Assessments aren’t just for individuals. Strong Marriages provides assessments to help churches gain perspective on marriages throughout their entire church body. 

I Promise

Just as couples in crisis need mentors, so too do those just starting on their marital journey. The Wilsons released I Promise in 2015, which has been their most popular product nationwide they report. The I Promise system also is accessible online and starts with an assessment. Pre-married couples will learn relationship skills based on biblical truth. Couples in Texas who complete I Promise can receive $60 off their marriage license through the Together in Texas program. 

Dewey also is a contributing author for Focus on the Family in Jim Daly's book entitled, The Best Advice I Ever Got On Marriage. When asked how they answered Focus on the Family’s question, Dewey replied: Stop, Drop and Roll. First stop, recognize there is an issue and identify the problem. Then drop – extend blessings to each other. Be in God’s word (optimally every day) and pray individually and together. Lastly Roll – make these actions a way of life until they become a habit. It takes 90 days to solidify a habit before it gets woven into the fabric of your marriage, he said. 

Lynne added, “You don’t have to apologize for the things you don’t say. Stop and think before you say something you might regret.” 

Dr. Dewey & Lynne Wilson

The Wilsons continue to expand Strong Marriages’ offerings. They are working to produce Spanish translations of their online materials and videos. Dewey is developing a Marriage and Family doctoral cohort at Dallas Theological Seminary with Dr. Ryan Rush and Dr. John Trent, with whom he wrote The Relationally Intelligent Child. The Wilsons are committed to supporting and providing resources for marriage mentors for as long as God continues their call. 

“We are a good living example that God will use you in incredible ways if you just make yourself available,” Dewey said. 

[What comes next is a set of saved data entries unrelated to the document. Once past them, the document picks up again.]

PR #552, opened 2025-03-12
Return pts of first frame in audio API

NicolasHug:
I thought we didn't need this, but we actually need it in order to implement the public sample-based API (which is out of scope for this PR).

### DIFF
--- a/src/torchcodec/decoders/_core/VideoDecoder.cpp
+++ b/src/torchcodec/decoders/_core/VideoDecoder.cpp
@@ -881,6 +881,10 @@ VideoDecoder::AudioFramesOutput VideoDecoder::getFramesPlayedInRangeAudio(
       AVFrameStream avFrameStream = decodeAVFrame([startPts](AVFrame* avFrame) {
         return startPts < avFrame->pts + getDuration(avFrame);
       });
+      // TODO: it's not great that we are getting a FrameOutput, which is
+      // intended for videos. We should consider bypassing
+      // convertAVFrameToFrameOutput and directly call
+      // convertAudioAVFrameToFrameOutputOnCPU.
       auto frameOutput = convertAVFrameToFrameOutput(avFrameStream);
       firstFramePtsSeconds =
           std::min(firstFramePtsSeconds, frameOutput.ptsSeconds);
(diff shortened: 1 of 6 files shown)


src/torchcodec/decoders/_core/VideoDecoder.cpp
```diff
@@ -838,7 +838,7 @@ VideoDecoder::FrameBatchOutput VideoDecoder::getFramesPlayedInRange(
   return frameBatchOutput;
 }
 
-torch::Tensor VideoDecoder::getFramesPlayedInRangeAudio(
+VideoDecoder::AudioFramesOutput VideoDecoder::getFramesPlayedInRangeAudio(
```
NicolasHug, line 841: I decided to create a new `AudioFramesOutput` struct instead of relying on the existing `FrameOutput`, which contains unnecessary fields like `streamIndex` and `durationSeconds`. For now, those aren't needed for audio. No super strong opinion though.

src/torchcodec/decoders/_core/VideoDecoder.cpp
```diff
@@ -883,7 +884,9 @@ torch::Tensor VideoDecoder::getFramesPlayedInRangeAudio(
         return cursor_ < avFrame->pts + getDuration(avFrame);
       });
       auto frameOutput = convertAVFrameToFrameOutput(avFrameStream);
-      tensors.push_back(frameOutput.data);
+      firstFramePtsSeconds =
+          std::min(firstFramePtsSeconds, frameOutput.ptsSeconds);
+      frames.push_back(frameOutput.data);
```
NicolasHug, line 889: It's now a bit ugly that we are manipulating both a FrameOutput and an `AudioFramesOutput` here in this function.

This is mostly because `convertAVFrameToFrameOutput` returns a `FrameOutput`, but maybe we could bypass it and directly call `convertAudioAVFrameToFrameOutputOnCPU`. I'll write a TODO to investigate this.

src/torchcodec/decoders/_core/VideoDecoder.cpp
scotts: I think that's the right call, since the tensors are going to be very different.

src/torchcodec/decoders/_core/VideoDecoder.cpp
scotts: Oh, yeah, that's cumbersome. If we're in an audio-only call, we shouldn't have to deal with video structures.

scotts (approved):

Find more inspiration and resources including testimonies from couples and trusted professionals, marriage events, date night suggestions, and more.

Amy Morgan

Amy Morgan has written and edited for The Beacon for the past 15 years and has been the San Antonio Marriage Initiative Feature Writer since 2018. She earned a journalism degree from Texas Christian University in 1989. Amy worked in medical marketing and pharmaceutical sales, wrote a monthly column in San Antonio's Medical Gazette and was assistant editor of the newspaper at Southwestern Medical Center in Dallas. She completes free-lance writing, editing and public relations projects and serves in many volunteer capacities through her church and ministries such as True Vineyard and Bible Study Fellowship, where she is an online group leader. She was recognized in 2015 as a PTA Texas Life Member and in 2017 with a Silver Presidential Volunteer Service Award for her volunteer service at Johnson High School in the NEISD, from which her sons graduated in the mid-2010s. Amy was selected for the World Journalism Institute Mid-Career Course in January 2021. She can be reached via email at texasmorgans4@sbcglobal.net.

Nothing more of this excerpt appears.